6. Regulation D Offering. The offer and issuance of the Securities to the
Subscribers is being made pursuant to the exemption from the registration
provisions of the 1933 Act afforded by Section 4(2) or Section 4(6) of the 1933
Act and/or Rule 506 of Regulation D promulgated thereunder. On the Closing Date,
the Company will provide an opinion reasonably acceptable to Subscriber from the
Company's legal counsel opining on the availability of an exemption from
registration under the 1933 Act as it relates to the offer and issuance of the
Securities and other matters reasonably requested by Subscribers. A form of the
legal opinion is annexed hereto as Exhibit C. The Company will provide, at the
Company's expense, such other legal opinions in the future as are reasonably
necessary for (i) the issuance of the Warrant Shares and (ii) the resale of the
Shares and the Warrant Shares pursuant to an effective registration statement,
pursuant to Rule 144 under the 1933 Act ("Rule 144"), or pursuant to another
available exemption from registration.
7. Events of Default. The occurrence of any of the following events is an
event of default under this Agreement (each, an "Event of Default"):
(a) Breach of Covenant. The Company breaches any material covenant or other
term or condition of any Transaction Document in any material respect; provided,
however, that if such breach is capable of being cured, such breach continues
for a period of ten business days after written notice to the Company from the
Subscriber.
(b) Breach of Representations and Warranties. Any material representation
or warranty of the Company made herein in any Transaction Document or in
connection therewith shall be false or misleading in any material respect as of
the date made or as of the Closing Date.
(c) Receiver or Trustee. The Company or any Subsidiary shall make an
assignment for the benefit of creditors, or apply for or consent to the
appointment of a receiver or trustee for it or for a substantial part of its
property or business; or such a receiver or trustee shall otherwise be
appointed.
(d) Judgments. Any money judgment, writ or similar final process shall be
entered or filed against Company or any Subsidiary or any of their property or
other assets for more than $500,000, and shall remain unvacated, unbonded or
unstayed for a period of forty-five (45) days.

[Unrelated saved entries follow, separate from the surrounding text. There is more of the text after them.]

PR #96, opened 2019-04-03
enabled dynamic fields & field sets

cgalarza:
- Adding db migrations and models for enabled dynamic fields and field sets
- Adding tests for both

### DIFF
--- a/app/controllers/api/v1/projects/enabled_dynamic_fields_controller.rb
+++ b/app/controllers/api/v1/projects/enabled_dynamic_fields_controller.rb
@@ -33,7 +33,7 @@ module Api
           def update_params
             params.permit(
               enabled_dynamic_fields: [
-                :id, :dynamic_field_id, :required, :locked, :hidden, :owner_only, :default_value
+                :id, :dynamic_field_id, :required, :locked, :hidden, :owner_only, :default_value, field_set_ids: []
               ]
             )
           end
--- a/app/controllers/api/v1/projects/enabled_dynamic_fields_controller.rb
+++ b/app/controllers/api/v1/projects/enabled_dynamic_fields_controller.rb
@@ -1,0 +1,42 @@
+module Api
+  module V1
+    module Projects
+      class EnabledDynamicFieldsController < ApplicationApiController
+        load_resource :project, find_by: :string_key, id_param: :project_string_key
+
+        # GET /projects/:string_key/enabled_dynamic_fields/:digital_object_type
+        def show
+          render json: { enabled_dynamic_fields: enabled_dynamic_fields }, status: :ok
+        end
+
+        # PATCH /projects/:string_key/enabled_dynamic_fields/:digital_object_type
+        def update
+          update_params[:enabled_dynamic_fields].each { |h| h[:digital_object_type] = params[:digital_object_type] }
+          updated_enabled_dynamic_fields = {
+            enabled_dynamic_fields_attributes: update_params[:enabled_dynamic_fields]
+          }
+
+          if @project.update(updated_enabled_dynamic_fields)
+            render json: { enabled_dynamic_fields: enabled_dynamic_fields(reload: true) }, status: :ok
+          else
+            render json: errors(@project.errors.full_messages), status: :unprocessable_entity
+          end
+        end
+
+        private
+          def enabled_dynamic_fields(reload: false)
+            @project.reload if reload
+            @project.enabled_dynamic_fields.where(digital_object_type: params[:digital_object_type])
+          end
+
+          def update_params
+            params.permit(
+              enabled_dynamic_fields: [
+                :id, :dynamic_field_id, :required, :locked, :hidden, :owner_only, :default_value
+              ]
+            )
+          end
+      end
+    end
+  end
+end
--- a/app/controllers/api/v1/projects/enabled_dynamic_fields_controller.rb
+++ b/app/controllers/api/v1/projects/enabled_dynamic_fields_controller.rb
@@ -24,6 +24,7 @@ module Api
         end
 
         private
+
           def enabled_dynamic_fields(reload: false)
             @project.reload if reload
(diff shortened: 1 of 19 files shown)


app/models/project.rb
```diff
@@ -1,5 +1,9 @@
 class Project < ApplicationRecord
   has_many :publish_targets
```
cgalarza: @elohanlon Should this also be `dependent: :destroy`?

elohanlon: Oh yes, you're right

config/routes.rb
```diff
@@ -34,6 +34,10 @@
 
       resources :projects, param: :string_key, except: [:new, :edit] do
         resources :publish_targets, param: :string_key, except: [:new, :edit], module: 'projects'
+        resources :field_sets,                          except: [:new, :edit], module: 'projects'
+        resources :enabled_dynamic_fields,
+                  only: [:show, :update], module: 'projects',
```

(e) Bankruptcy. Bankruptcy, insolvency, reorganization or liquidation
proceedings or other proceedings or relief under any bankruptcy law or any law,
or the issuance of any notice in relation to such event, for the relief of
debtors shall be instituted by or against the Company or any Subsidiary and if
instituted against is not dismissed within 45 days of initiation.
(f) Delisting. Delisting of the Common Stock from any Principal Market;
failure to comply with the requirements for continued listing on a Principal
Market; or notification from a Principal Market that the Company is not in
compliance with the conditions for such continued listing on such Principal
Market.
(g) Non-Payment. A default by the Company or any Subsidiary under any one
or more obligations in an aggregate monetary amount in excess of $100,000 for
more than ten days after the due date.
(h) Stop Trade. An Commission or judicial stop trade order or Principal
Market trading suspension that lasts for five or more consecutive trading days.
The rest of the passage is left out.